* Problem requirements *
Every entry below should be printed again exactly as it reads.

***** Data supplied *****

PR #495, opened 2026-09-02
feat(gstreamer): patch nvh265enc to add intra-refresh support. Also updates gstreamer to 1.28.6 from August 5.

### LINKED ISSUE #494: No intra-refresh option on the NVENC pipelines — no equivalent to Sunshine's setting
Sunshine/Apollo expose an "intra refresh" encoder option that some clients (notably Moonlight on Xbox) rely on. I couldn't find a way to get the same thing out of Wolf on an NVIDIA host, none of the NVENC elements in the Wolf image seem to accept an intra-refresh property.

This is a hard requirement for the Xbox client, not having it sometimes corrupts the image with a color washing effect. intra-refresh should let the client self correct (currently only fixed by hard restart)

The Xbox client developer Andy has provided instructions on what needs to be done in this [discord](https://discord.com/channels/352065098472488960/856542329724993536/1544116451483459654) conversation.

Attaching his instructions here for reference as well:

yep, Wolf should enable intra-refresh in the encoder when the client requests `x-ss-video[0].intraRefresh=1`. You are just using ffmpeg right? 
For nvenc, ffmpeg just needs `-g 300 -intra-refresh 1 -single-slice-intra-refresh 1`. Just convert that to gstreamer I guess. For AMD, ffmpeg only supports it for h264 maybe you'll be lucky and it's already in GST.
You can also look for that and send a normal stream with regular keyframes  but that will result in a more bursty stream since those frames are very large.

andygrundman:
I took a guess at checking the SDP param and the TOML template but I didn't test it. 

It looks a bit weird that we have both` intra-refresh` and `single-slice-intra-refresh` but this is to match the options in ffmpeg. `gop-size=300` matches Sunshine but could be tuned based on how fast you want the recovery to happen.

I'll submit another PR for h264 and av1 if I get these accepted upstream.


docker/gstreamer.Dockerfile
RoeeKa: Needs to be removed

RoeeKa: Needs to be removed

RoeeKa (commented):
Thanks for this work Andy, I did manage to get this running with a locally built gstreamer. There are minor changes needed.

1. The build flags for gstreamer were [changed](https://gitlab.freedesktop.org/gstreamer/gstreamer/-/merge_requests/9200) in 1.28, two of them had to be deleted (see comments)

2. Also please add 2 lines to `src/moonlight-server/streaming/streaming.cpp` in ‎`start_streaming_video` - This file isn't part of this PR so I couldn't leave an inline suggestion. 
The pipeline template is read from the config and substituted per stream at runtime, and `fmt::runtime` throws on a placeholder with no matching argument so these are needed.

```
fmt::arg("gop_size", video_session->gop_size),
fmt::arg("intra_refresh", video_session->intra_refresh),
```

I did verify that the properties reach the encoder so seems like things are wired correctly.

I am still not certain whether the issue itself on the client is fixed. I can say that I have seen the image corruption once at the start of my first stream but it may have been an old client state on my side. I did reboot and it hasn't happened since yet so it is reassuring.

PR #506, opened 2026-09-20
Apps added over the API never get a display

tonybart1337:
An app registered through `POST /api/v1/apps/add` never reaches a compositor.

`Reflector<events::App>` does not carry `video_producer_buffer_caps`, so an API-added app is constructed with an empty string, and `start_video_producer` then formats:

```
waylanddisplaysrc name=wolf_wayland_source render_node=/dev/dri/renderD128 ! , width=1280, height=720, framerate=60/1 !
interpipesink ...
```

`gst_parse_launch` rejects that (`[GSTREAMER] Pipeline parse error (recovered): syntax error`), the Wayland socket is never created, the app container's Xwayland exits with `could not connect to wayland server`, and Moonlight shows *No video received from host*.

Apps loaded from `config.toml` are unaffected: `configTOML.cpp` assigns `default_video_settings.producer_buffer_caps` to each of them. That is also why the same app streams fine right after a Wolf restart and breaks again the next time a client re-adds it over the API.

**Change:** `video_producer_buffer_caps` becomes part of the reflector, optional on the wire. An add that omits it inherits the caps from an app that already has them — the value follows from the encoder Wolf picked at startup and from zero copy, which no API client can know, and `endpoint_CreateSession` already inherits it from a sample app the same way. With no app to inherit from it falls back to `video/x-raw` rather than an empty string.

Reproduced and verified on Linux/NVIDIA (RTX 5090, nvcodec encoders) with a Moonlight client: before, every API-added app failed as above; after, the same app streams and its runner starts.


src/moonlight-server/events/reflectors.hpp
```diff
@@ -75,10 +83,17 @@ template <> struct Reflector<events::App> {
...
   }
 
+  static constexpr std::string_view DEFAULT_PRODUCER_BUFFER_CAPS = "video/x-raw";
+
   static events::App to(const ReflType &app, const std::shared_ptr<events::EventBusType> &ev_bus) {
     auto runner = Reflector<events::Runner>::to(app.runner, ev_bus);
+    auto buffer_caps = app.video_producer_buffer_caps.value_or(std::string{DEFAULT_PRODUCER_BUFFER_CAPS});
+    if (buffer_caps.empty()) {
+      buffer_caps = std::string{DEFAULT_PRODUCER_BUFFER_CAPS};
+    }
```
ABeltramo, line 93: We should never default to `video/x-raw`, I'd propose that `video_producer_buffer_caps` is not optional, users of the API can pick up the default from another populated app with an extra `GET` request.

ABeltramo (changes requested):
Thanks for contributing!  

I agree on the `Reflector` changes, just a couple more points that needs to be addressed before merging:
- `docs/modules/dev/partials/spec.json` needs to be updated manually (unfortunately)
- let's drop the default `video/x-raw`, see the comment below.

PR #507, opened 2026-09-20
Non-root app containers cannot connect to the Wayland socket

tonybart1337:
The compositor creates its socket `0755 root:root`. `connect(2)` on a unix socket requires **write** permission, so any app container that sets `User` (i.e. does not run as root) fails immediately:

```
could not connect to wayland server
(EE) Fatal server error:
(EE) Couldn't add screen
```

Wolf's own apps run as root, so this is invisible with the bundled app list; it shows up as soon as an external client registers an app that runs the game as the host user. The PulseAudio socket sitting next to it is already `srwxrwxrwx` for exactly this reason.

**Change:** widen the socket to `0777` right where `wait_for_wayland_socket` has just confirmed it exists, before the runner is started, and log a warning instead of failing if the permission change does not go through.

Verified on Linux/NVIDIA with a container running as `1000:1000`: before, Xwayland could not connect; after, it starts and the game runs. Same container as root worked both before and after, which is what pointed at the mode.


ABeltramo:
Thanks for taking the time to contribute!  

We solve this in GOW images by starting the container as `root`, fixing up the permissions for the unprivileged `retro` user for all required devices (controlled via `GOW_REQUIRED_DEVICES`) and then finally switching to the "less privileged" user.  
The change here would only affect the wayland socket and wouldn't fix for example access to `/dev/dri/renderX` (which in most OS installations is not accessible by default) or any input device in `/dev/input`. I'm not against an overhaul of the whole process, but this PR isn't the right way of doing it so I'm going to close it.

*****

* Answer box *
PR #495, opened 2026-09-02
feat(gstreamer): patch nvh265enc to add intra-refresh support. Also updates gstreamer to 1.28.6 from August 5.

### LINKED ISSUE #494: No intra-refresh option on the NVENC pipelines — no equivalent to Sunshine's setting
Sunshine/Apollo expose an "intra refresh" encoder option that some clients (notably Moonlight on Xbox) rely on. I couldn't find a way to get the same thing out of Wolf on an NVIDIA host, none of the NVENC elements in the Wolf image seem to accept an intra-refresh property.

This is a hard requirement for the Xbox client, not having it sometimes corrupts the image with a color washing effect. intra-refresh should let the client self correct (currently only fixed by hard restart)

The Xbox client developer Andy has provided instructions on what needs to be done in this [discord](https://discord.com/channels/352065098472488960/856542329724993536/1544116451483459654) conversation.

Attaching his instructions here for reference as well:

yep, Wolf should enable intra-refresh in the encoder when the client requests `x-ss-video[0].intraRefresh=1`. You are just using ffmpeg right? 
For nvenc, ffmpeg just needs `-g 300 -intra-refresh 1 -single-slice-intra-refresh 1`. Just convert that to gstreamer I guess. For AMD, ffmpeg only supports it for h264 maybe you'll be lucky and it's already in GST.
You can also look for that and send a normal stream with regular keyframes  but that will result in a more bursty stream since those frames are very large.

andygrundman:
I took a guess at checking the SDP param and the TOML template but I didn't test it. 

It looks a bit weird that we have both` intra-refresh` and `single-slice-intra-refresh` but this is to match the options in ffmpeg. `gop-size=300` matches Sunshine but could be tuned based on how fast you want the recovery to happen.

I'll submit another PR for h264 and av1 if I get these accepted upstream.


docker/gstreamer.Dockerfile
RoeeKa: Needs to be removed

RoeeKa: Needs to be removed

RoeeKa (commented):
Thanks for this work Andy, I did manage to get this running with a locally built gstreamer. There are minor changes needed.

1. The build flags for gstreamer were [changed](https://gitlab.freedesktop.org/gstreamer/gstreamer/-/merge_requests/9200) in 1.28, two of them had to be deleted (see comments)

2. Also please add 2 lines to `src/moonlight-server/streaming/streaming.cpp` in ‎`start_streaming_video` - This file isn't part of this PR so I couldn't leave an inline suggestion. 
The pipeline template is read from the config and substituted per stream at runtime, and `fmt::runtime` throws on a placeholder with no matching argument so these are needed.

```
fmt::arg("gop_size", video_session->gop_size),
fmt::arg("intra_refresh", video_session->intra_refresh),
```

I did verify that the properties reach the encoder so seems like things are wired correctly.

I am still not certain whether the issue itself on the client is fixed. I can say that I have seen the image corruption once at the start of my first stream but it may have been an old client state on my side. I did reboot and it hasn't happened since yet so it is reassuring.

PR #506, opened 2026-09-20
Apps added over the API never get a display

tonybart1337:
An app registered through `POST /api/v1/apps/add` never reaches a compositor.

`Reflector<events::App>` does not carry `video_producer_buffer_caps`, so an API-added app is constructed with an empty string, and `start_video_producer` then formats:

```
waylanddisplaysrc name=wolf_wayland_source render_node=/dev/dri/renderD128 ! , width=1280, height=720, framerate=60/1 !
interpipesink ...
```

`gst_parse_launch` rejects that (`[GSTREAMER] Pipeline parse error (recovered): syntax error`), the Wayland socket is never created, the app container's Xwayland exits with `could not connect to wayland server`, and Moonlight shows *No video received from host*.

Apps loaded from `config.toml` are unaffected: `configTOML.cpp` assigns `default_video_settings.producer_buffer_caps` to each of them. That is also why the same app streams fine right after a Wolf restart and breaks again the next time a client re-adds it over the API.

**Change:** `video_producer_buffer_caps` becomes part of the reflector, optional on the wire. An add that omits it inherits the caps from an app that already has them — the value follows from the encoder Wolf picked at startup and from zero copy, which no API client can know, and `endpoint_CreateSession` already inherits it from a sample app the same way. With no app to inherit from it falls back to `video/x-raw` rather than an empty string.

Reproduced and verified on Linux/NVIDIA (RTX 5090, nvcodec encoders) with a Moonlight client: before, every API-added app failed as above; after, the same app streams and its runner starts.


src/moonlight-server/events/reflectors.hpp
```diff
@@ -75,10 +83,17 @@ template <> struct Reflector<events::App> {
...
   }
 
+  static constexpr std::string_view DEFAULT_PRODUCER_BUFFER_CAPS = "video/x-raw";
+
   static events::App to(const ReflType &app, const std::shared_ptr<events::EventBusType> &ev_bus) {
     auto runner = Reflector<events::Runner>::to(app.runner, ev_bus);
+    auto buffer_caps = app.video_producer_buffer_caps.value_or(std::string{DEFAULT_PRODUCER_BUFFER_CAPS});
+    if (buffer_caps.empty()) {
+      buffer_caps = std::string{DEFAULT_PRODUCER_BUFFER_CAPS};
+    }
```
ABeltramo, line 93: We should never default to `video/x-raw`, I'd propose that `video_producer_buffer_caps` is not optional, users of the API can pick up the default from another populated app with an extra `GET` request.

ABeltramo (changes requested):
Thanks for contributing!  

I agree on the `Reflector` changes, just a couple more points that needs to be addressed before merging:
- `docs/modules/dev/partials/spec.json` needs to be updated manually (unfortunately)
- let's drop the default `video/x-raw`, see the comment below.

PR #507, opened 2026-09-20
Non-root app containers cannot connect to the Wayland socket

tonybart1337:
The compositor creates its socket `0755 root:root`. `connect(2)` on a unix socket requires **write** permission, so any app container that sets `User` (i.e. does not run as root) fails immediately:

```
could not connect to wayland server
(EE) Fatal server error:
(EE) Couldn't add screen
```

Wolf's own apps run as root, so this is invisible with the bundled app list; it shows up as soon as an external client registers an app that runs the game as the host user. The PulseAudio socket sitting next to it is already `srwxrwxrwx` for exactly this reason.

**Change:** widen the socket to `0777` right where `wait_for_wayland_socket` has just confirmed it exists, before the runner is started, and log a warning instead of failing if the permission change does not go through.

Verified on Linux/NVIDIA with a container running as `1000:1000`: before, Xwayland could not connect; after, it starts and the game runs. Same container as root worked both before and after, which is what pointed at the mode.


ABeltramo:
Thanks for taking the time to contribute!  

We solve this in GOW images by starting the container as `root`, fixing up the permissions for the unprivileged `retro` user for all required devices (controlled via `GOW_REQUIRED_DEVICES`) and then finally switching to the "less privileged" user.  
The change here would only affect the wayland socket and wouldn't fix for example access to `/dev/dri/renderX` (which in most OS installations is not accessible by default) or any input device in `/dev/input`. I'm not against an overhaul of the whole process, but this PR isn't the right way of doing it so I'm going to close it.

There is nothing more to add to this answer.